Тот, кто хорошо знал Юрия, видел: чем больше говорит тверской посол, тем меньше князь слышит его. Кровь отхлынула от лица князя, скулы выперли жёстче и побелели, как белеют костяшки пальцев на сжатой в кулак руке. А вот уж и шею, будто судорогой, схватило. Молчи, боярин, молчи!
- …Да вот и от себя скажу, великий князь: кой прок тебе в нашей крови, если мы и так в твоей воле?
- Кой прок, говоришь? - Юрий резко поднялся с резного стольца, молнией пересёк пространство, встав перед Яловегой. - А помнишь меня, боярин?
- Как не помнить, али тебя забудешь? - пожал тот плечами и поднял на князя спокойный взгляд.

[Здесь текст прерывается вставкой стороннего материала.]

PR #7052, opened 2026-07-10
fix(costcenter): use session region for account requests

luppyw:
## Summary
- use the verified session region as the fallback when costcenter API requests do not pass `regionUid`
- keep account balance requests aligned with the region used by the logged-in desktop session
- preserve explicit `regionUid` behavior for pages that already choose a region

## Verification
- `git diff --check`
- `git commit` pre-commit gitleaks checks passed
- `pnpm --dir frontend --filter costcenter lint` could not run locally because `frontend/node_modules` is missing and `next` is not installed in this sparse checkout

## Notes
- No related issue was provided.


luffy0x:
Temporarily closing this PR because the 70 cluster deployment has been rolled back. We'll revisit the costcenter balance fix next week.

PR #7071, opened 2026-07-20
fix(desktop): secure verification codes in MongoDB

zjy365:
## Summary

- keep the active verification-code path on MongoDB instead of introducing new Prisma tables
- limit each code to 10 atomic failed attempts and consume a successful code exactly once
- return a per-send `challengeId` and require it across login, bind, unbind, change-binding, and alert verification flows
- reset attempts and rotate both the code and challenge when resending
- add Mongo-backed identifier and IP send limits with TTL indexes and failed-send compensation
- store user/channel/scenario-bound change-binding flow tickets in MongoDB
- show remaining attempts, lock state, retry countdown, and localized rate-limit feedback
- strictly validate identifiers, six-digit codes, and UUID challenges before Mongo queries
- initialize verification indexes once per Mongo client and reuse collections within each reservation
- add focused Mongo concurrency and regression coverage

## Storage and limits

- verification code lifetime: 5 minutes
- resend interval: 60 seconds
- verification attempts: 10 per code
- identifier sending: 1/minute and 5/hour
- IP sending: 20/10 minutes

All verification counters and successful consumption use conditional single-document MongoDB operations. MongoDB TTL indexes clean up verification codes, rate-limit windows, and flow tickets.

## Validation

- `pnpm exec tsc --noEmit`
- `pnpm test:ci` (91 passed, 2 todo)
- `pnpm lint` (passed with pre-existing Hook warnings)
- `pnpm build`
- `git diff --check`
- Prettier check on all changed TypeScript, TSX, and JSON files

## Rollout requirements

This PR intentionally remains draft until the deployment path is confirmed:

- do not run old and new frontend pods together; old pods ignore `challengeId` and attempt counts, so use Recreate or drain old pods before starting the new version
- force clients to reload at deployment because verification requests now require `challengeId`
- confirm the ingress overwrites `X-Real-IP` before treating the IP limiter as an authoritative client-IP control
- normalize email verification lookup keys consistently so case-only resends invalidate the previous challenge

Change-binding and alert creation consume verification credentials before downstream SQL/provider writes. A downstream failure is fail-closed and requires the user to request another code.


dinoallo (approved):
LGTM

zjy365:
I’d like to suggest that this PR also be backported to the `release-5.1` branch. If you’re an agent working on this, please make sure this PR is included.

PR #1308, opened 2022-02-23
Incorrect error handling in PHYSFS_close

j-w-c-b:
Per https://www.icculus.org/physfs/docs/html/physfs_8h.html#a6822f8ff10073e855a1c3a6485b882f2 the return value from PHYSFS_close() is `nonzero on success, zero on error`


SiegeLord:
Wow, that's unfortunate! This isn't the only one too, the `PHYSFS_flush` and `PHYSFS_seek` appear to be broken too.

SiegeLord:
Actually, nevermind... those are fine. Thanks for the change!

PR #1311, opened 2022-02-25
file_slice.c: Add al_fopen_slice() mode to prevent seek on close.

WickedSmoke:
Add 'n' (No seek) mode and 's' (Seek on close).

Ideally, only 's' should exist to enable the extra action, but for
compatibility with the Allegro 5.2 behavior the 'n' mode is needed to
disable it.

 - Removed used of strstr() to optimize handling of mode string.


SiegeLord:
Thanks!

- А помнишь, что обещал-то тебе?
- И то не забыл… - усмехнулся боярин.
- Так пошто пришёл ко мне на глаза, коли помнишь? Али думал слово моё не крепко?
- Али убьёшь посла-то? - не так чтобы удивлённо, однако ж, не без живого участия осведомился боярин. Точно тот вопрос не его жизни касался, а более жизни самого Юрия. - Что ж, твоя ныне воля… - без слов прочитал он ответ в глазах князя и вдруг взмолился: - А все ж и ещё попрошу: возьми мою голову, но не ищи головы Михайловой! Свят он перед людьми!
- Свят?! Так вот нарочно теперь на Тверь пойду! - бешено засмеялся Юрий. - Погляжу, всем ли на той Твери голова-то без надобы, как тебе?
- Не то огорчительно, что ты слово не держишь, а то худо, что пред тобой, окаянным, я слова великого князя попусту тратил! Всегда знал, что ничтожен, да не ведал, на сколь велик ты в мерзости, князь! Плюю я на тебя, Юрий!
Но плюнуть-то не успел. Юрий выхватил из поножен длинный кинжал и сплеча, вмах полоснул им боярина по глазам. Потом ещё и ещё, и ещё…
- Таков твой ответ? - в ужасе закричали другие послы.
- Таков мой ответ!
Агафья-Кончака глядела на Юрия зачарованным, заворожённым взглядом:
«Якши, Юри! Якши, коназ! Ты велик!..» Здесь, на его Руси, он ей нравился ещё больше.
А остальных послов, не удосужась и во двор выволочь, здесь же, в горнице, забили насмерть бояре. Тверичи умирали достойно.